=== Begin Enclosure ===

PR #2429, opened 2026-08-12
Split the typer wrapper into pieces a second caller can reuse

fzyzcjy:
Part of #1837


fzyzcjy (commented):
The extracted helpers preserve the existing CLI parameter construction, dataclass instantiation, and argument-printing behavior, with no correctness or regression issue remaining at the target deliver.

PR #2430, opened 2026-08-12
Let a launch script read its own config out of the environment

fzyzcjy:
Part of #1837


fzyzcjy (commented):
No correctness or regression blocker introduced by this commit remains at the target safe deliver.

=== End Enclosure ===
=== Begin Enclosure ===

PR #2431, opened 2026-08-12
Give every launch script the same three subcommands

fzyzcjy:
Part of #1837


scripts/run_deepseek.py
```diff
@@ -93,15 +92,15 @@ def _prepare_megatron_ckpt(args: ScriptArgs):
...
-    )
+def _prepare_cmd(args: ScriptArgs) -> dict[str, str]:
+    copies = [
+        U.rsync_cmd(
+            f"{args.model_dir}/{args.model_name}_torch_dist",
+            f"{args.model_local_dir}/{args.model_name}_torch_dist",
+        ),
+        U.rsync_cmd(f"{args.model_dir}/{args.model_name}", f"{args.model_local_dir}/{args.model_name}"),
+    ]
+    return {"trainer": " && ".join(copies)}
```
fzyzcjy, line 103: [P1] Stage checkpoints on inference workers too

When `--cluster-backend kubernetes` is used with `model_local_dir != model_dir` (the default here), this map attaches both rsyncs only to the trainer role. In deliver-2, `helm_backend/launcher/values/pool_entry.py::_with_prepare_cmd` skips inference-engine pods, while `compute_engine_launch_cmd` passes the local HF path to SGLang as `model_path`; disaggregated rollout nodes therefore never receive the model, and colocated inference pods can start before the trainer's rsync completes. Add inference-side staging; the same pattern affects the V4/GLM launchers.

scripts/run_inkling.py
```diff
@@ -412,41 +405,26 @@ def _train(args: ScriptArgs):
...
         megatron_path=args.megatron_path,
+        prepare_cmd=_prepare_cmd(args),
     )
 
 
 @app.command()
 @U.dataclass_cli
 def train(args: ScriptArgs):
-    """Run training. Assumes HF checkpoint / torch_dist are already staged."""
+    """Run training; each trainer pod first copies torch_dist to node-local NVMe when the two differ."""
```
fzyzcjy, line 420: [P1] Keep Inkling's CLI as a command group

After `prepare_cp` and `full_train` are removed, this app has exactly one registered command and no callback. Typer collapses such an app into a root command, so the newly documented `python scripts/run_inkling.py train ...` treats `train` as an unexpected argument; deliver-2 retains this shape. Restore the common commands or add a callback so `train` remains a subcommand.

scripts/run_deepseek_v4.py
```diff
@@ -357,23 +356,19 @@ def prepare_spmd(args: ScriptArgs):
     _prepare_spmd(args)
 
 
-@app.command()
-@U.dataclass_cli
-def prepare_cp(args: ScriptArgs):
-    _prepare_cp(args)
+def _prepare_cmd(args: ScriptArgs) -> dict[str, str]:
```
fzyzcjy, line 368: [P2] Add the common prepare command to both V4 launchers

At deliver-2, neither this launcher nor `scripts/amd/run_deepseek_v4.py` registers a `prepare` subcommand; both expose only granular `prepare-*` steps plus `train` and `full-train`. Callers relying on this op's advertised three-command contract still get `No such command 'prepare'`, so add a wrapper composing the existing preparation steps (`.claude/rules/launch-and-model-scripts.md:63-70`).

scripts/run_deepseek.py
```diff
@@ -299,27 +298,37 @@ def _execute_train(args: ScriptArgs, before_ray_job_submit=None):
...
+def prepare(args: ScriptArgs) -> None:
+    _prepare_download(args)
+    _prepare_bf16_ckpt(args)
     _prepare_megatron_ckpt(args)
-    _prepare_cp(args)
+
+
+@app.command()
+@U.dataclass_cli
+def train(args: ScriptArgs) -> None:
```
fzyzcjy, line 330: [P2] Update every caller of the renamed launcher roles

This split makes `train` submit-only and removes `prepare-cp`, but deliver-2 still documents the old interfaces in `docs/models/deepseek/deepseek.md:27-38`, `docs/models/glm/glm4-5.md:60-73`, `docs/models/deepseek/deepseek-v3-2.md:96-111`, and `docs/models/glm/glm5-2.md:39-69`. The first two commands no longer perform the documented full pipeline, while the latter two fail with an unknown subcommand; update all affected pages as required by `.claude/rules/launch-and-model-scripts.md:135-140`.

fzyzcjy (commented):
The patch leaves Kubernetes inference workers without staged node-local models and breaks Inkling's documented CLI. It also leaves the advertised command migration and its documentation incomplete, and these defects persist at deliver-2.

=== End Enclosure ===

WHAT IS REQUIRED: The entries above hold the needed span. Transcribe exactly the lines from the one with "PR #2429, opened 2026-08-12" to the one with "No correctness or regression blocker", both included.

ANSWER AREA:
PR #2429, opened 2026-08-12
Split the typer wrapper into pieces a second caller can reuse

fzyzcjy:
Part of #1837


fzyzcjy (commented):
The extracted helpers preserve the existing CLI parameter construction, dataclass instantiation, and argument-printing behavior, with no correctness or regression issue remaining at the target deliver.

PR #2430, opened 2026-08-12
Let a launch script read its own config out of the environment

fzyzcjy:
Part of #1837


fzyzcjy (commented):
No correctness or regression blocker introduced by this commit remains at the target safe deliver.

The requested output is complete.